BUREAU OF SPECIAL EDUCATION APPEALS

______________________________

In Re: Student & Lincoln-Sudbury Regional School District v. Boston Public Schools

BSEA #1905403

_______________________________

 

RULING ON MOTION FOR SUMMARY JUDGMENT

The instant case requires a determination of which school district is programmatically and/or fiscally responsible for Student’s day placement at the LABBB Collaborative: Lincoln-Sudbury Regional School District (LSRSD), in which Student was enrolled under the METCO program, or the Boston Public Schools (Boston or BPS), which is Student’s district of residence. After a Team determination that Student, who had been attending Lincoln-Sudbury High School, needed an out-of-district placement, LSRSD issued an IEP and placement page calling for the LABBB placement. BPS objected to funding the LABBB placement on the grounds that it had offered Student an appropriate in-district placement at the McKinley School in Boston. Student and LSRSD now seek funding from BPS for the LABBB placement. The parties have filed cross-motions for summary judgment.

PROCEDURAL HISTORY

On December 24, 2018, Student’s Guardian (Guardian) and LSRSD (collectively, “Moving Parties”) jointly filed a request for hearing with the BSEA in which they alleged that BPS was refusing to fund Student’s proposed placement at the LABBB Collaborative despite a fully-accepted IEP and placement page issued by LSRSD, and that as a result, Student’s agreed-upon and duly accepted IEP and placement could not be implemented. The Moving Parties alleged that LSRSD had fully complied with regulations requiring that BPS be given notice of, and an opportunity to participate in, the Team process, that BPS had, in fact, participated in that process, and, therefore, that BPS was programmatically and fiscally responsible for Student’s placement at LABBB. The Moving Parties requested that the hearing be expedited on the grounds that Student lacked an available educational placement due to BPS’ refusal to fund the LABBB placement.

On December 26, 2018, BPS filed a Response and Counterclaim alleging that, pursuant to regulations applicable to METCO students, BPS was not responsible for funding the LABBB program because it had offered an appropriate in-district placement at the McKinley School. Additionally, BPS opposed to a grant of expedited status to this matter on the grounds that Student had a placement available at the McKinley School or, if the Moving Parties disputed the appropriateness of the McKinley placement, Student had the right to remain at her former METCO placement at Lincoln-Sudbury (“L-S”) High School until the dispute was resolved.

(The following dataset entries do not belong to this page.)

PR #96, opened 2021-03-12
Retry fetching images on EOF errors

natalieparellano:
Based on @dwillist 's comment here: https://github.com/buildpacks/lifecycle/issues/414#issuecomment-796779364 I think this is one way forward. I am not totally sure of the approach, would love to get feedback.

Signed-off-by: Natalie Arellano <narellano@vmware.com>


remote/remote.go
```diff
@@ -186,18 +186,24 @@ func newV1Image(keychain authn.Keychain, repoName string, platform imgutil.Platf
...
-	if err != nil {
-		if transportErr, ok := err.(*transport.Error); ok && len(transportErr.Errors) > 0 {
-			switch transportErr.StatusCode {
-			case http.StatusNotFound, http.StatusUnauthorized:
+	var image v1.Image
+	for i := 0; i < 3; i++ {
+		image, err = remote.Image(ref, remote.WithAuth(auth), remote.WithTransport(http.DefaultTransport), remote.WithPlatform(v1Platform))
+		if err != nil {
+			if err == io.EOF {
+				continue // retry if EOF
```
aemengo, line 194: Given the nature of the linked comment, I'm wondering if we should introduce a little delay between attempts.

natalieparellano: Added in https://github.com/buildpacks/imgutil/pull/96/commits/36099cee419a40551bac14161c75e57b3b0ce293

jabrown85 (approved):

aemengo (approved):

PR #97, opened 2021-03-20
Fix docker windows 20.04 tests

micahyoung:
This fixes the recent change in GHA default runners from Docker 19.03 to 20.10 ([docs change](https://github.com/actions/virtual-environments/commit/faee73e79a5bdbf2f9d9d79c81453dfcf3452485#diff-816219d3c9f30fcc1c40f88ca826c1662bf99eded781c1b419dd2dfb577ae227R58), the change to the worker happened last week)

This version of the daemon now returns additional text in non-error responses that can't be parsed by our version of the docker client library. Instead the test helper now ignores any parsing failures on only returns on API function errors.


testhelpers/testhelpers.go
```diff
@@ -397,13 +397,9 @@ func checkResponseError(r io.Reader) error {
 	for {
 		decoder := json.NewDecoder(r)
 		var jsonMessage jsonmessage.JSONMessage
-		err := decoder.Decode(&jsonMessage)
-		if err == io.EOF {
+		if err := decoder.Decode(&jsonMessage); err != nil {
```
jabrown85, line 400: What does a "bad" message look like?

micahyoung: I'm still not 100% sure. I couldn't repro locally and the closest I got was this [error](https://github.com/buildpacks/imgutil/runs/2114142490?check_suite_focus=true#step:4:136) in the test run, on what otherwise would have been green:

```
image_test.go:32: Expected nil: parsing daemon response: json: cannot unmarshal string into Go value of type jsonmessage.JSONMessage
```

The exact same commit, on the PR test run run before it was merged to main (but which just happened to run on the older daemon), was successful [here](https://github.com/buildpacks/imgutil/runs/2112977347?check_suite_focus=true#step:4:135)

natalieparellano: Hmm... could we read all the bytes from `r` just to see what it is?

micahyoung: @jabrown85 @natalieparellano I rewrote `checkResponseError` to try to output the full error on a parsing failure. I couldn't repro the original failure scenario to see what the original message was but this should catch it (or perhaps fixed the error)

natalieparellano (approved):

testhelpers/testhelpers.go
natalieparellano: I want to say that this was fixed on the runner's end - as https://github.com/buildpacks/imgutil/pull/96 is now passing on Windows after seeing this failure yesterday. But these changes are still an improvement on what we had before!

jabrown85 (approved):

testhelpers/testhelpers.go
natalieparellano: Uggh... this appears to be a non-deterministic problem: https://github.com/buildpacks/imgutil/pull/98/checks?check_run_id=2177275953

micahyoung: Hmm, I wonder if this PR's implementation has the same issue. I'm going to re-run the tests a couple times

natalieparellano:
Since this is green, I'm going to try updating & merging it. Fingers crossed...

PR #99, opened 2021-03-23
Fix return value for 3 EOF errors

natalieparellano:
If we get 3 EOF errors, we want to return a nil image and an error.
In the former implementation, we would fall through to the return statement at the end of the function (nil error).

Thanks to @yaelharel for pointing this out.

### DIFF
--- a/remote/remote.go
+++ b/remote/remote.go
@@ -23,6 +23,8 @@ import (
 	"github.com/buildpacks/imgutil"
 )
 
+const maxRetries = 2
+
 type Image struct {
 	keychain   authn.Keychain
 	repoName   string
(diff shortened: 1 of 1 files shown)


remote/remote.go
```diff
@@ -187,11 +189,11 @@ func newV1Image(keychain authn.Keychain, repoName string, platform imgutil.Platf
 	}
 
 	var image v1.Image
-	for i := 0; i < 3; i++ {
+	for i := 0; i < maxRetries+1; i++ {
```
yaelharel, line 192:
```suggestion
	for i := 0; i <= maxRetries; i++ {
```

yaelharel (approved):
Great!
Added a small suggestion. Feel free to ignore it :)

jabrown85 (approved):

remote/remote.go
natalieparellano: I like it!

PR #102, opened 2021-04-23
Fixes registry helper on GHA

micahyoung:
It seems with Docker 20.10.6 ([release notes](https://docs.docker.com/engine/release-notes/#20106)), multiple host port mappings are now returned for a single container port (one host mapping for IPv4, a second for IPv6):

On the same date, December 26, 2018, the Moving Parties filed a Motion for Summary Judgment in which they asserted that there were no issues of material fact, and that as a matter of law, BPS was required to fully implement Student’s accepted IEP by funding her placement at LABBB as well as her transportation. Also on December 26, 2018, the BSEA denied the request for expedited status and issued a Notice of Hearing which assigned a hearing date of January 28, 2019.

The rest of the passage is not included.